Try to understand the general idea of the ABNF grammars, and how URIs like the examples above are accepted by the grammar. Note that ABNF language itself is specified in RFC 2234.

Optional reading

If you find these naming issues interesting, you might want to at least skim the Naming Chapter (Chapter 3) from the book Principles of Computer System Design by Salter and Kaashoek (yes, the same Jerry Saltzer who wrote the end-to-end paper). This book is used as the text for a classic systems course taught at MIT (available to you at at O'Reilly Books Online ... see instructions on course info page.) Unfortunately, the chapter is quite long, and it mixes some very important insights with other points that are less important. So, I recommend you take a look, and at least skim it, as it may prove a useful reference occasionally. In any case, the fact that this important textbook devotes an entire early chapter to naming (actually it devotes two to naming), may convince you that it is indeed a deeply important aspect of system design, and worth careful thought. Again, this is not required reading

The following additional optional reading is for fun and to stretch your knowledge a bit.

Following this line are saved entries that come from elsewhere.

PR #9600, opened 2024-04-03
gdal_translate: avoid dataset leak on invalid -exponent and -scale

dbaston:
## What does this PR do?

Also fix no-op assertions in vrt_read.py and comment out those that subsequently fail.

I came across this when trying to figure out why some tests in `tiff_read.py` fail if they run after `vrt.py`.

## Tasklist

 - [ ] Review
 - [ ] Adjust for comments

### DIFF
--- a/autotest/gcore/vrt_read.py
+++ b/autotest/gcore/vrt_read.py
@@ -1442,25 +1442,27 @@ def test_vrt_invalid_source_band():
 @gdaltest.enable_exceptions()
 def test_vrt_protocol():
 
+    files_opened_start = gdaltest.get_opened_files()
+
     with pytest.raises(Exception):
-        assert not gdal.Open("vrt://")
+        gdal.Open("vrt://")
     with pytest.raises(Exception):
-        assert not gdal.Open("vrt://i_do_not_exist")
+        gdal.Open("vrt://i_do_not_exist")
     with pytest.raises(Exception):
-        assert not gdal.Open("vrt://i_do_not_exist?")
+        gdal.Open("vrt://i_do_not_exist?")
 
     ds = gdal.Open("vrt://data/byte.tif")
     assert ds.RasterCount == 1
     assert ds.GetRasterBand(1).Checksum() == 4672
 
     with pytest.raises(Exception):
-        assert not gdal.Open("vrt://data/byte.tif?foo=bar")
+        gdal.Open("vrt://data/byte.tif?foo=bar")
     with pytest.raises(Exception):
-        assert not gdal.Open("vrt://data/byte.tif?bands=foo")
+        gdal.Open("vrt://data/byte.tif?bands=foo")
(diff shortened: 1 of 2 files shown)


autotest/gcore/vrt_read.py
```diff
@@ -1442,25 +1442,27 @@ def test_vrt_invalid_source_band():
 @gdaltest.enable_exceptions()
 def test_vrt_protocol():
 
+    files_opened_start = gdaltest.get_opened_files()
+
     with pytest.raises(Exception):
-        assert not gdal.Open("vrt://")
```
dbaston, line 1446: `AssertionError` subclasses `Exception`, so if `gdal.Open` returns a dataset then our assertion will fail and `pytest.raises` will find what it was looking for.

autotest/gcore/vrt_read.py
```diff
@@ -1666,9 +1669,17 @@ def test_vrt_protocol():
     ds = gdal.Open("vrt://data/tiff_with_subifds.tif?sd_name=1")
     assert ds.GetRasterBand(1).Checksum() == 35731
     with pytest.raises(Exception):
-        assert not gdal.Open("vrt://data/tiff_with_subifds.tif?sd=2&sd_name=1")
-        assert not gdal.Open("vrt://data/tiff_with_subifds.tif?sd=3")
-        assert not gdal.Open("vrt://data/tiff_with_subifds.tif?sd_name=sds")
```
dbaston, line 1671: With multiple operations under the same `pytest.raises`, only one of them needs to fail.

autotest/gcore/vrt_read.py
```diff
@@ -1620,10 +1622,10 @@ def test_vrt_protocol():
     assert ds.GetRasterBand(1).YSize == 10
 
     ## separated oo instances not allowed
-    with pytest.raises(Exception):
-        assert not gdal.Open(
-            "vrt://data/byte_with_ovr.tif?oo=GEOREF_SOURCES=TABFILE&oo=OVERVIEW_LEVEL=0"
-        )
+    # with pytest.raises(Exception, match="option should be specified once"):
+    #     gdal.Open(
+    #         "vrt://data/byte_with_ovr.tif?oo=GEOREF_SOURCES=TABFILE&oo=OVERVIEW_LEVEL=0"
```
dbaston, line 1627: `VRTDataset::OpenVRTProtocol` is using `CSLTokenizeString2` to parse the query string. It looks like this function discards the second `oo` that is expected to produce an error here.

rouault: No, CSLTokenizeString2() does the job properly, but there were missing return nullptr. Fixed per e7cf790a2d2c1d6de37d77c9d474018bfcb376c8. Rebasing on top of latest master should fix it

dbaston: Done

RFC 3986 was not the first specification for Web identifiers. The introduction to RFC 3986 gives links to the earlier ones:

This document obsoletes [RFC2396], which merged "Uniform Resource Locators" [RFC1738] and "Relative Uniform Resource Locators" [RFC1808] in order to define a single, generic syntax for all URIs. It obsoletes [RFC2732], which introduced syntax for an IPv6 address. It excludes portions of RFC 1738 that defined the specific syntax of individual URI schemes; those portions will be updated as separate documents. The process for registration of new URI schemes is defined separately by [BCP35]. Advice for designers of new URI schemes can be found in [RFC2718].

None of those are required reading, but you might enjoy skimming them to get a sense of how things evolved from Tim BL's earliest RFC 1630

Getting the References

All references are available online:

Optional:

Getting the Questions

As usual, questions are provided in an HTML files, copies of which you can download. The instructions above tell you which ones to answer and submit when (you can always submit the second set early if you like, and resubmit repeatedly until the final due date...serious grading doesn't begin until then). You must supply your answers by inserting them in the spaces provided in the downloaded HTML file, and when you are done, you must submit your answers using the usual Tufts CS department "provide" command. See instructions below.

For full credit, your file should validate as HTML5 using the official validator for uploaded files. It may not be possible in all cases for the graders to check the validity of every submission, but we reserve the right to do so when we suspect trouble, and to deduct credit for validation failures. You can ignore the warning about "Using experimental feature: HTML5 Conformance Checker"; that's just because the HTML5 validator is still experimental at W3C (because the specification for HTML5 isn't final).

Review questions for this assignment (first set) - Download questions (first set) for this assignment

Review questions for this assignment (second set) - Download questions (second set) for this assignment

Submitting your answers

Download the HTML files with the questions using the link above. Fill in your answers, use your local browser to check formatting, and the HTML validator to make sure your HTML is correct. You may ignore warnings about character encodings. Then use provide to submit (first time):

provide comp117 naming namingquestions.html 

Later submissions:

provide comp117 naming namingquestions.html namingquestions2.html

Note that comp117 is lowercase; provide will choke if you get that wrong. Again, it is OK to include both sets on the first submission if you happen to have them done. You must include both sets on the final submission, even if the earlier one has not changed. Detailed grading will be done only on your final submission.